Mercer does not directly make investments, but allocates clients’ money they have discretion to, to professional asset managers. They also provide advice to clients.

“We have buying power. We can negotiate on their (client’s) behalf with asset managers to provide them lower fees than they otherwise would have to get on their own,” he added.

Mercer Wealth’s clients include sovereign wealth funds, family offices, and insurance companies among others.

From its office in Dubai, Mercer also looks after Africa, India and Turkey, where they also see opportunity for growth.

Wealth creation in Middle East and Africa (MEA) grew 8.5 per cent to $8.1 trillion last year from $7.5tn in 2015, higher than last year’s global average of 6 per cent and the second-highest growth in a region after Asia-Pacific which grew 9.9 per cent, according to consultancy Boston Consulting Group (BCG). In the region, where wealth grew just 1.9 per cent in 2015 compared with 2014, a pickup in oil prices has helped in wealth generation.

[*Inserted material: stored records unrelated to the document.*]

PR #4220, opened 2021-04-14
Adjust PE layouts for RRMv2 configuration on chrysalis (use 64x1)

ndkeen:
Adjust PE layouts for RRMv2 configuration on chrysalis (use 64x1)
```
nodes sypd label
 16   2.4   T
 40   5.7   XS
 60   8.0   S
 80  10.5   M
100  12.3   L
```
[non-BFB] - previous PE layouts used threads, these are pureMPI

### DIFF
--- a/cime_config/allactive/config_pesall.xml
+++ b/cime_config/allactive/config_pesall.xml
@@ -10098,90 +10098,119 @@
           <rootpe_cpl>0</rootpe_cpl>
         </rootpe>
       </pes>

BCG is forecasting MEA wealth will rise to $12tn by 2021, growing at an annual average of 8 per cent.

Drivers of wealth generation in the region will be split evenly between new wealth creation and growth of performance of existing assets, according to BCG.

Another general trend in the region is clients’ looking for a comprehensive approach to investing, according to Mr AbuShaban.

“Institutional investors or some of the families are seeing a slowdown in the available capital they have to invest and in that sense they are looking at optimizing the way they manage their portfolios and making sure they are not investing haphazardly and different parts of their investment are working together,” said Mr AbuShaban.

Some clients also have a higher appetite for risk, given the low interest-rate environment that does not provide enough yield for some institutional investors. These clients are keen to invest in illiquid assets, such as private equity and infrastructure.

“What we have seen is a desire for higher returns in what has been a low-return environment specifically in various fixed income or bonds,” he said.

“In this environment, we have seen a de facto increase in the risk that clients are taking in things like illiquid investments, private equity investments, infrastructure and private debt, those kind of investments were higher illiquidity results in incrementally higher returns.”

The Abu Dhabi Investment Authority, one of the largest sovereign wealth funds, said in its 2016 report that has gradually increased its exposure in direct private equity and private credit transactions, mainly in Asian markets and especially in China and India. The authority’s private equity department focused on structured equities owing to “their defensive characteristics.”